Designer: Jack Nicklaus in 2008
Cost: Semi-Private, $75.00 Monday-Thursday, $95.00 Friday-Sunday and Holidays Click for current rates
Phone Number: (208) 265-2345
Course Website: Official Website - Visit Idaho Club's official website by clicking on the link provided.
Accolades: Ranked 6th Best New Private Course in 2009 and currently ranked 8th on Golf Digest's 2013-14 Best in State list for Idaho.
What to Expect: The Idaho Club reopened in 2008 after commissioning the Jack Nicklaus team to completely remodel the existing Hidden Lakes golf course. Additional land was purchased and much of the front nine is found on this new property that features gorgeous views and stunning elevation changes. The final stretch of holes returns to the original property that is much flatter with plenty of water in play. Some of the original holes are pretty much in tact on the back nine, while the front nine boasts some of the most difficult holes in the Pacific Northwest. At the Idaho Club, expect forced carries, jaw-dropping scenery, and a serious challenge.
By the Numbers
Individual Hole Analysis
Signature Hole: 4th Hole – 153 Yard Par 3 – The 4th hole at The Idaho Club features everything that the northern Idaho course is known for; trees, water, and beauty. This short one-shotter plays uphill and over water to a plateau green. This attractive hole is framed by trees and a great hole early in the round.
Best Par 3: 4th Hole – 153 Yards – Featured as the signature hole, the 4th hole is a quality uphill one-shotter. Anything left short will either find the bunker protecting the left side of the green or will tumble down the steep bank front and into the water below. The trees creeping in from the right side of the hole can cause havoc from the deepest tee when trying to access far right pin.
Best Par 4: 6th Hole – 439 Yards – When I first stepped onto the 6th tee at The Idaho Club, I instantly felt like I was at another Jack Nicklaus course; Castle Pines Golf Club south of Denver. Castle Pines has the best collection of par 4s of any course I’ve ever played and the 6th hole at The Idaho Club could fit right in. A forced carry is required off the tee to a fairway that starts out by moving to the left and then doglegs uphill to the right and out of sight. A forest of trees lines the hole and the green is surrounded by natural rock formations.
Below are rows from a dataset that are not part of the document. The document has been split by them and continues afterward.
Issue #7920, opened 2024-11-11
Move event writing to model layer


tommoor:
`events` should be written automatically based on mutations in the model layer. To achieve this the request context will be passed down to model mutations. Translation must happen on a model by model basis.

### TODO
- [x] ApiKey
- [x] Attachment
- [ ] AuthenticationProvider
- [ ] Backlink
- [ ] Collection
- [ ] Comment
- [ ] Document
- [ ] Event
- [x] FileOperation
- [ ] Group
- [ ] GroupMembership
- [ ] GroupUser
- [ ] IntegrationAuthentication
- [ ] Notification
- [ ] Pin
- [ ] Reaction
- [ ] Revision
- [ ] SearchQuery
- [ ] Share
- [ ] Star
- [ ] Subscription
- [ ] Team
- [ ] TeamDomain
- [ ] User
- [ ] UserAuthentication
- [ ] UserMembership
- [ ] View
- [ ] WebhookDelivery
- [ ] WebhookSubscription

PR #8161, opened 2024-12-29
Convert `WebhookSubscription` mutations

hmacr:
Towards #7920

### DIFF
--- a/plugins/webhooks/server/api/webhookSubscriptions.ts
+++ b/plugins/webhooks/server/api/webhookSubscriptions.ts
@@ -5,7 +5,7 @@ import { UserRole } from "@shared/types";
 import auth from "@server/middlewares/authentication";
 import { transaction } from "@server/middlewares/transaction";
 import validate from "@server/middlewares/validate";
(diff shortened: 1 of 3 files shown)


plugins/webhooks/server/api/webhookSubscriptions.ts
```diff
@@ -120,37 +98,24 @@ router.post(
...
-
-    await Event.createFromContext(ctx, {
-      name: "webhookSubscriptions.update",
-      modelId: webhookSubscription.id,
-      data: {
-        name: webhookSubscription.name,
-        url: webhookSubscription.url,
-        events: webhookSubscription.events,
-      },
+    webhookSubscription = await webhookSubscription.updateWithCtx(ctx, {
```
tommoor, line 113: Is the reassignment needed? If so might need to change `updateWithCtx` to match `update` behavior

hmacr: It ends up being an unnecessary assignment - changed it now.

tommoor (approved):

PR #8166, opened 2024-12-30
Convert `Subscription` mutations

hmacr:
Towards #7920


server/routes/api/subscriptions/subscriptions.ts
```diff
@@ -146,7 +143,13 @@ router.get(
 
     authorize(user, "delete", subscription);
 
-    await subscription.destroy({ transaction });
+    ctx.context = {
```
hmacr, line 146: For email unsubscribe flow, this enables the background tasks. Should this be removed?

server/models/base/Model.ts
```diff
@@ -63,6 +65,13 @@ class Model<
     return this.destroy(ctx.context as InstanceDestroyOptions);
   }
 
+  /**
+   * Restore the row corresponding to this instance. Only available for paranoid models.
+   */
+  public restoreWithCtx(ctx: APIContext) {
```
hmacr, line 71: `changeset` is empty for restore flow ([sequelize open issue](https://github.com/sequelize/sequelize/issues/12912)). This means the `changes` will not be populated in the published event. I think this should be fine in this case - we can always manually build it if the need arises.

server/routes/api/subscriptions/subscriptions.ts
tommoor: I don't love having the auth type as `API`, will make it indistinguishable from a true API request. Can `auth.type` be left empty?

Otherwise we can also use `createContext` helper here

hmacr: I wasn't sure of using `APP` vs `API` (email action being an one-off case for now) - will use `createContext` here.

server/routes/api/subscriptions/subscriptions.ts
```diff
@@ -143,11 +144,11 @@ router.get(
 
     authorize(user, "delete", subscription);
 
-    ctx.context = {
-      auth: { user, type: AuthenticationType.API },
-      transaction,
+    ctx.context = createContext({
```
tommoor, line 147: You can pass `createContext` straight through to `destroyWithCtx`, no need to override

tommoor (approved):

PR #8179, opened 2025-01-01
Move Group to model event writing

tommoor:
Towards #7920


hmacr (approved):

hmacr:
Just noticed the `GroupEvent` type can be cleaned up to remove the `data` field.

https://github.com/outline/outline/blob/b8c07eb2984a95bbc8a341f982c437225c1bfe15/server/types.ts#L357-L359

PR #8180, opened 2025-01-01
chore: Cleanup unused pinDestroyer

tommoor:
Follow on from #7993


hmacr (approved):
I can't recall a good reason why this wasn't done in #7993

PR #8181, opened 2025-01-02
Convert `Comment` and `Reaction` mutations

hmacr:
Towards #7920

Marking as draft since this builds on #8177 `eventOverride` field.


server/models/Reaction.ts
```diff
@@ -71,7 +77,7 @@ class Reaction extends IdModel<
       return;
     }
 
-    const reactions = comment.reactions ?? [];
+    const reactions = cloneDeep(comment.reactions) ?? [];
```
hmacr, line 80: `cloneDeep` is used instead of setting `changed` field in the model. This allows us to generate the right changeset  in the event.

server/routes/api/comments/comments.ts
```diff
@@ -245,20 +252,33 @@ router.post(
...
-    authorize(user, "comment", document);
     authorize(user, "delete", comment);
+    authorize(user, "comment", document);
 
-    await commentDestroyer({
-      user,
-      comment,
-      ip: ctx.request.ip,
+    // Delete child comments.
+    const childComments = await Comment.findAll({
```
tommoor, line 267: Thinking we should move this into `AfterDestroy` hook?

server/models/Reaction.ts
```diff
@@ -81,16 +87,28 @@ class Reaction extends IdModel<
...
-    comment.changed("reactions", true);
-    await comment.save({ fields: ["reactions"], transaction, silent: true });
+
+    // Pass only the fields needed in APIContext; otherwise sequelize props will be overwritten.
+    const context = {
+      context: { auth: ctx.auth, ip: ctx.ip, transaction: ctx.transaction },
+    } as APIContext;
+
+    await comment.saveWithCtx(
+      context,
```
tommoor, line 97: use `createContext`?

server/routes/api/comments/comments.ts
hmacr: Yes, much better.

I just realised that we might be better off deleting the associated reactions as well - thinking of a background task in a separate PR.

tommoor: _probably_ unnecessary, they will get cleaned up through db cascade if the comment is every fully removed

hmacr: That's true

tommoor (approved):

hmacr:
I had to update the PR to resolve merge conflicts - sorry about the re-review / re-approval 😓

tommoor:
All good, I expected this which is why it hasn't been merged ;)

tommoor (approved):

The heroic nature of the hole combined with the features and shape combine to create a fantastic four par.
Best Par 5: 9th Hole – 558 Yards – The final hole on the new front nine is a cape par five that wraps around a large rock formation rather than a water hazard. As the fairway nears the green, it travels to the right around a large bunker that features a high rear lip that blocks the view of the green from the left side of the hole. If you can control your draw, this is will be a friendly hole to you.
Birdie Time: 8th Hole – 334 Yard Par 4 – The short 8th hole plays with a hazard running along the left of the hole and a massive rock formation towering over the right side of the green. A forced carry is required off the tee, but it isn’t a large one. Any tee shot up the middle or right half of the hole will setup the golfer with a manageable approach shot with an excellent angle to go pin seeking. There are a ton of tough holes at The Idaho Club, but this is one that gives you a chance to take a stroke back.
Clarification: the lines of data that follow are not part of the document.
PR #8188, opened 2025-01-04
Publish event in `withCtx` flow only

hmacr:
Towards #7920 

Ensure that event is published in the `withCtx` flows only. This avoids accidental event publishing from other model persistence touchpoints.

### DIFF
--- a/server/models/base/Model.ts
+++ b/server/models/base/Model.ts
@@ -31,7 +31,9 @@ type EventOverrideOptions = {
 };
 
 type EventOptions = EventOverrideOptions & {
-  /** Whether to publish event to the job queue. */
+  /**
+   * Whether to publish event to the job queue. Defaults to true when using any `withCtx` methods.
+   */
   publish: boolean;
 };
 
@@ -50,14 +52,11 @@ class Model<
   /**
    * Validates this instance, and if the validation passes, persists it to the database.
    */
-  public saveWithCtx(
-    ctx: APIContext,
-    eventOverrideOpts?: EventOverrideOptions
-  ) {
+  public saveWithCtx(ctx: APIContext, eventOpts?: EventOverrideOptions) {
     const hookContext: HookContext = {
       ...ctx.context,
       event: {
-        ...eventOverrideOpts,
+        ...eventOpts,
         publish: true,
       },
     };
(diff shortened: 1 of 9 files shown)


tommoor:
As discussed in DM, we can introduce a separate option for this to avoid accidentally removing critical hooks

tommoor:
I had to quickly patch this one too (https://github.com/outline/outline/commit/e93ef8b3927cbac623adfbedd6eedb078ec67f82) as it was creating an anonymous event on every view of a share

hmacr:
I think the best way to move forward is to set `events: true` from the various `withCtx` persistence methods. This feels right since we want the auto-events in the `withCtx` flows only (also avoids these accidental events throughout the app).

hmacr:
With the recent commit, I think it looks a lot clearer.
Also, cleaned up `hooks: false` for GroupUser. We still have FileOperation and Share cleanups which will be a follow-up PR to not increase the scope further.

server/models/base/Model.ts
```diff
@@ -30,10 +25,20 @@ import Logger from "@server/logging/Logger";
...
+type EventOverrideOptions = {
+  /** Override the default event name. */
   name?: string;
 };
 
+type EventOptions = EventOverrideOptions & {
+  /**
+   * Whether to publish event to the job queue. Defaults to true when using any `withCtx` methods.
+   */
+  publish: boolean;
```
tommoor, line 37: I think "publish" is just a little overloaded in Outline already in regards to publishing documents. It will also _write_ events to the db – maybe just "create" is ok?

server/models/base/Model.ts
```diff
@@ -47,34 +52,65 @@ class Model<
   /**
    * Validates this instance, and if the validation passes, persists it to the database.
    */
-  public saveWithCtx(ctx: APIContext, eventOverride?: EventOverride) {
-    this.eventOverride = eventOverride;
+  public saveWithCtx(ctx: APIContext, eventOpts?: EventOverrideOptions) {
+    const hookContext: HookContext = {
+      ...ctx.context,
+      event: {
+        ...eventOpts,
```
tommoor, line 59: We should move the spreads below so that it can be overridden

hmacr: The idea is, `withCtx` methods will always publish an event - so those methods accept `EventOverrideOptions` (without `publish` method) so as to not allow override. We can use the vanilla persistence methods from Sequelize in case we don't want to trigger any event.

`insertEvent` method, which is invoked by hooks, receives the `EventOptions` with `publish` field that'll be
- true in the `withCtx` flows.
- false in the vanilla persistence flows (can be overridden in a non-typesafe way).

PR #8189, opened 2025-01-04
Simplify email references determination

### LINKED ISSUE #8048: Threading of emails from document edits is too deeply nested
**To Reproduce**
1) Have multuple edits to a document over time which sends many emails (eg over days)
2) look at the nesting of emails in thunderbird

image

Not all email clients do this, eg gmail ignores the email headers and always does single level threading.

Conceptually a series of 10 edits in serial against a document is 10 comments against the same item (ie the document). Deeply nested threads like above are appropriate for when a user is commenting on a comment, or commenting on a comment on a comment etc which isn't the case here.

**Expected behavior**

The emails should have the threading headers in place to group them, but they should only be nested to a single level and not deeply recursively nested.

Current state of headers:
```
In-Reply-To: <774d50e7-1610-4134-917f-429f16b452da@docs.catalyst-it.io>
References: <bc5cecb4-8945-4733-b1b0-4fb4101596cd@docs.catalyst-it.io>
 <15d071ae-1b59-4d1a-bc4f-c59957215c63@docs.catalyst-it.io>
 <1bbef69c-f01c-4346-9932-41e575b8c79f@docs.catalyst-it.io>
 <7656aaf9-9ff1-44fc-8e51-c80913ea2b41@docs.catalyst-it.io>
 <cd56ba46-728e-4864-b8ba-344a9cece832@docs.catalyst-it.io>
 <774d50e7-1610-4134-917f-429f16b452da@docs.catalyst-it.io>
```

Desired state of headers:

It isn't clear to me exactly what the id's used in these headers are, but the `References` header should only have a single value which would be some ID tied to the document id. the `In-Reply-To` header can be identical.

```
In-Reply-To: <774d50e7-1610-4134-917f-429f16b452da@docs.catalyst-it.io>
References: <774d50e7-1610-4134-917f-429f16b452da@docs.catalyst-it.io>
```
for instance this doc has a url stub of /doc/weekly-tasks-7MPst8lrrR so it would seem simpler to me to have these headers:

```
In-Reply-To: <7MPst8lrrR@docs.catalyst-it.io>
References: <7MPst8lrrR@docs.catalyst-it.io>
```

The values of these do not need to point to valid Message ID's, they just need to be the same between emails to group them.

Commit https://github.com/outline/outline/commit/86c3ea8e

Ubuntu thunderbird

hmacr:
Closes #8048 

I don't see a difference in the threading behavior in Thunderbird. That is, the previous implementation also did not create nested threads shown in #8048 (probably an older version Thunderbird behavior).
However, the current implementation vastly simplifies determining the reference.

The references are listed below.
| Event | Reference |
|--------|--------|
| Document Publish, Document Update | {documentId}-updates | 
| Document Mention, Comment Mention | {documentId}-mentions | 
| Comment Creation | {commentId}-comments |


tommoor:
Based on the issue it seems like this simplification should work, one thing that immediately jumps out though is that each _reply_ in an Outline comment thread should probably be it's own thread in the email inbox – otherwise you'll have unrelated conversations interleaved.

hmacr:
By reply, do you mean individual email thread for each comment thread? It makes sense to have each comment thread separately in the email. One little detail is that, when the user is mentioned in one of the thread comments, that email will be in a separate thread (document mentions). Rest all will be threaded like a chat from oldest to newest.

tommoor:
> By reply, do you mean individual email thread for each comment thread? I

Yep, that's right. If mentions are separate still that seems reasonable

hmacr:
I just pushed a commit that creates a new email thread for each Outline comment thread - please lmk if something needs to be changed.

server/emails/templates/CommentCreatedEmail.tsx
```diff
@@ -91,8 +93,20 @@ export default class CommentCreatedEmail extends BaseEmail<
...
+      )
+    );
+    const trimmedText =
+      commentText.length <= MAX_SUBJECT_CONTENT
+        ? commentText
+        : `${commentText.slice(0, MAX_SUBJECT_CONTENT)}...`;
+
+    return `${parentComment ? "Re: " : ""}New comment on “${
+      document.title
+    }” - ${trimmedText}`;
```
tommoor, line 109: Do we need to the beginning of the comment as well here? I'm not really sure it adds much… but if we do there is a `toPlainText` helper already that can be used

hmacr: Yeah, it's necessary to separate the individual comment threads within the document - Gmail, and the likes, uses subject to auto-thread the emails (in addition to the references).
Each email client has its own behavior of threading - we want to ensure we cover the base as much as possible by providing unique subject and references.

tommoor (approved):

PR #10468, opened 2025-10-24
Fix/persian translation

professor-1101:
Enhanced Farsi Translation + i18n consistency test case script


tommoor:
Please see the [docs for submitting translations](https://github.com/outline/outline/blob/main/docs/TRANSLATION.md) – the files cannot be edited directly in the codebase like this as they will be overwritten.

PR #10469, opened 2025-10-24
custom emoji

salihudickson:
## Description
This PR allows users to create and use custom emojis.

## Video Demo
https://github.com/user-attachments/assets/20550341-c6ad-4053-a68e-4d0cbf184d60


salihudickson:
hey @tommoor, I still have a bit of work to do on this. But could you check this out so far and let me know if there are any modifications I need to make.

I'm also thinking of splitting the PR into three smaller ones to make it easier to review and to keep each focused on a specific part. The first would handle emoji creation, the second would cover usage in collection and document titles, and the third would implement it in the editor. What do you think?

tommoor:
> But could you check this out so far and let me know if there are any modifications I need to make.

Will do in the next 24h

> I'm also thinking of splitting the PR into three smaller ones to make it easier to review and to keep each focused on a specific part. The first would handle emoji creation, the second would cover usage in collection and document titles, and the third would implement it in the editor.

Sounds good, maybe make this one the base branch add then do additional PR's into this one?

server/routes/api/emojis/emojis.ts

Bogey Beware: 3rd Hole – 450 Yard Par 4 – The lengthy 3rd hole sits between a pair of par 3s and is a formidable challenge. A water hazard encroaches the fairway from the left side but can be carried with a solid tee shot. The approach shot plays to a green that slopes hard back-to-front and right-to-left. A backstop behind the green can help filter balls back towards the putting surface, but if you ball doesn’t come off the backstop then you are left with a perilous chip shot that will be extremely difficult to keep near the hole. Add to that the fact that trees line both sides of the hole along with a hazard near the green on the right and you have all the elements of a tough hole to par.